Approval of the LNG IUS for various indications in the world (as of February 2005).
Description of the system: what is the levonorgestrel intrauterine system?
The LNG IUS is a levonorgestrel (LNG)-releasing intrauterine delivery system (IUS) which, during a long period, releases small daily amounts of LNG into the uterine cavity (Figures 2 & 3). The system consists of a T-shaped plastic frame to the vertical arm of which a cylinder containing the active substance mixed with polydimethyl siloxane (PDMS) is attached (Figures 2 & 3). The total amount of LNG, a synthetic progestin, in the cylinder is 52 mg. The cylinder is covered by a rate-controlling PDMS membrane, which regulates the daily release rate of the hormone. The initial release rate is 20 μg/day, which declines to 11 μg/day at the end of 5 years [101]. The mean release rate is 14 μg/day over the 5-year wearing period. The distal end of the T-frame contains two removable threads, as well as barium sulfate, which makes it visible upon x-ray examination (Figure 4).

The levonorgestrel intrauterine system.

Levonorgestrel intrauterine system in the ultrasound examination.

Appearance of the levonorgestrel intrauterine system on x-ray examination.
The LNG IUS directly targets the endometrium by releasing LNG, a progestin derived from 19-nortestosterone with high progestational potency, that can be active at low daily doses, into the uterine cavity. The result is high local LNG concentrations that achieve uniform suppression of endometrial proliferation, inactive histology, thin epithelium and decidualization of the stroma. Such profound alteration of the endometrium creates an environment within the uterus that is unsuitable for sperm survival and fertilization and is thus a key mechanism of action of contraception [1,2]. In addition, the LNG IUS prevents fertilization via the local effects of the progestin on the cervix [1,2]. Several, but not all, studies showed that the cervical mucus is thickened, thus preventing sperm penetration and fertilization [3]. This mechanism of action is valued in countries where religious beliefs lead to a reluctance to use classic IUDs, thought to interfere with implantation.
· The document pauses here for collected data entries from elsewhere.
PR #432, opened 2018-02-07
Set an Event when the connection is closed

gclinch:
This allows other waiters (eg waiting on Connection.notifies.get()) to be woken when the connection will never generate more notifications.

Would solve Issue #249 with the use of
`asyncio.wait([connection.closure_event.wait(), connection.notifies.get()], return_when=FIRST_COMPLETED)`

### DIFF
--- a/aiopg/connection.py
+++ b/aiopg/connection.py
@@ -116,6 +116,7 @@ class Connection:
         self._writing = False
         self._cancelling = False
         self._cancellation_waiter = None
+        self._closure_event = asyncio.Event(loop=loop)
         self._echo = echo
         self._notifies = asyncio.Queue(loop=loop)
         self._weakref = weakref.ref(self)
@@ -147,6 +148,7 @@ class Connection:
                             # forget a bad file descriptor, don't try to
                             # touch it
                             self._fileno = None
+                        self._closure_event.set()
 
             try:
                 if self._writing:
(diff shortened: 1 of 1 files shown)


gjcarneiro:
This patch didn't solve the problem for me.
I suspect we need something like aioredis' [ClosableQueue](https://github.com/aio-libs/aioredis/blob/master/aioredis/pubsub.py#L397)

gjcarneiro:
Oh, I see, I didn't read carefully enough.  This patch requires API changes.

I think it's not good enough: IMHO, aiopg should raise an exception when waiting for pg notify and the underlying connection got closed.

Requiring the developer to explicitly use the `Event()` object means that most developers will not even be aware of the bug until it bites them in production.

In contrast, an exception raised will most likely be caught somewhere.

gjcarneiro:
I made another PR (#559) that, imho, is a better approach.  It also uses an event, but it is used transparently but the `connection.notifies.get()` coroutine.  Makes life a lot simpler for developers.

vir-mir:
thank. I need a little more time, I plan to start merge into master by the end of next week

gjcarneiro:
No pressure from me, not in a big hurry, I have a workaround for the problem. ;)

Pliner:
Fixed by #559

Therefore, the effects of the LNG IUS are brought about by the intrauterine delivery of LNG, but detectable levels of LNG are also observed in the serum, although these are lower than with other combined or progestin-only contraceptives, and also lower than with Norplant®, a long-acting subdermal implant that delivers a low daily dose of the same progestin [3,4]. The systemic exposure is responsible for the hormonal adverse effects observed during the use of the LNG IUS, which, along with the release rate, are more pronounced during the initial months of use. Due to the mode of administration, the LNG IUS has some of the features of IUDs, such as a long wearing time, no need for daily attention and rapid reversibility, while some features are shared with other progestin-only contraceptives. Some characteristics are, however, unique to this type of delivery system.
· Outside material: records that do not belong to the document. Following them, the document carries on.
PR #437, opened 2018-02-14
python3.7 support

smagafurov:


smagafurov:
Problem with python3.7
https://github.com/pypa/setuptools/issues/1257

vir-mir:
@smagafurov you lowered the coverage, could you raise it or leave it as before

smagafurov:
@vir-mir: Sorry but I can't understand how to do this.
See my changes.
May you help me to do this?

smagafurov:
@vir-mir: now code coverage is ok

**!!! but there is some back incompatibility in python 3.7**

This code works in python 3.6
```python
async for value in conn.execute(sql):
```

But in python 3.7 it throws:
```
TypeError: 'async for' received an object from __aiter__ that does not implement __anext__: generator
```

I fix this for python 3.7 as:
```python
async for value in await conn.execute(sql):
```

See my changes in `tests/pep492/test_async_await.py`

May be this solution is wrong and we must do something to support python3.7 without this incompatibility.

tests/pep492/test_async_await.py
```diff
@@ -275,7 +278,10 @@
     result = []
     async with aiopg.sa.create_engine(loop=loop, **pg_params) as engine:
         async with engine.acquire() as conn:
-            async for value in conn.execute(sql):
+            rows = conn.execute(sql)
+            if PY_37:
```
vir-mir: This is a bad decision. We are here solving the consequences and not the cause. you need to rethink it, you probably need to do this in conn.execute

mikhail-yarosh:
any update on this?

asvetlov:
Please postpone the merge.
I need to put my hands on the PR.

aiopg/connection.py
```diff
@@ -106,7 +106,8 @@ class Connection:
 
     def __init__(self, dsn, loop, timeout, waiter, echo, **kwargs):
         self._loop = loop
-        self._conn = psycopg2.connect(dsn, async=True, **kwargs)
```
Se7ge: Here we can use `async_` keyword: http://initd.org/psycopg/docs/connection.html#connection.async_

smagafurov: fixed

Gr1N:
Hi, any updates and estimates on this? Thanks

tests/pep492/test_async_await.py
Ge0: Can anyone else refactor this hack so we can move forward? I don't know what you mean by "doing this in `conn.execute`", @vir-mir.

JustinTArthur: This is a fun one. The examples and documentation show that `aiopg.sa.SAConnection.execute` is both `await`-able and can be asynchronously iterated BUT the current implementation should only work by awaiting result before iterating. It just happens to be working without awaiting the result in CPython < 3.7 because it thinks we were supplying an old-style async iterable and that it should await the iterable first like it did pre-3.5.2.

Now that CPython doesn't revert to awaiting when __aiter__ returns an awaitable, we have a couple choices:
* Change the documentation, examples, tests to emphasize that execute is not async-for-able but its result is, like `async for row in await conn.execute(tbl.select())`

or

* Leave docs, tests, examples as-is, but make our `_SAConnectionContextManager`s behave like they should, with their `__aiter__ `providing something other than a coroutine. This could be the `_SAConnectionContextManager` instance itself, with some `__anext__` implemented, or some other wrapper around the coroutine the manager encapsulates.
  * This might be the best option given folks have probably already been using `for row in conn.execute()` in their code.

JustinTArthur: @smagafurov I've created a possible fix PR to your PR in smagafurov/aiopg#1.

JustinTArthur:
@smagafurov I have two pull requests pending against your PR's branch for fixing some of the remaining issues.

JustinTArthur:
This last one should address the failing CI checks for 3.4.

aiopg/utils.py
```diff
@@ -86,7 +86,20 @@ class _SAConnectionContextManager(_ContextManager):
...
+            def __anext__(self):
+                if self._obj is None:
+                    self._obj = yield from self._coro
+
+                try:
+                    return (yield from self._obj.__anext__())
+                except StopAsyncIteration:
+                    self._obj.close()
+                    self._obj = None
+                    raise
```
JustinTArthur: Ideally, we would just make `__aiter__` an async generator so we don't have to supply this `__anext__` proxying code, but this would break for the small handful of CPython releases >=3.5.2 and <3.6

.travis.yml
```diff
@@ -9,8 +9,10 @@ python:
 - "3.4"
 - "3.5"
 - "3.6"
+- "nightly"
```
smagafurov: Want to replace "nightly" -> "3.7" but there is issue about Travis and python 3.7: https://github.com/travis-ci/travis-ci/issues/9815

webknjaz: You can add a job with specific settings for that

webknjaz: Nevermind. I did this.

webknjaz: Nightly points to 3.8-dev now.

JustinTArthur:
@vir-mir and @asvetlov this should be ready for another pass if you get a moment.

popravich:
LGTM, but I'd rather wait for @asvetlov to share his thoughts on this

vir-mir:
@asvetlov @popravich @jettify if there are no objections, I will wait a few days and salt it.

By suppressing endometrial proliferation, the LNG IUS decreases menstrual blood loss and pain. In perimenopausal women, menorrhagia associated with uterine myomas and adenomyosis is frequent, and the system has also proven effective in the management of this condition. Indications for using the LNG IUS include contraception, treatment of idiopathic menorrhagia and endometrial protection during estrogen therapy, which have been approved in a large number of countries as described above (Figure 1). This article covers these indications, as well as providing an insight into the emerging uses of the system.
Mechanism of action for contraception
The contraceptive effects of the LNG IUS are brought about by multiple mechanisms acting together, and there is no single mechanism responsible.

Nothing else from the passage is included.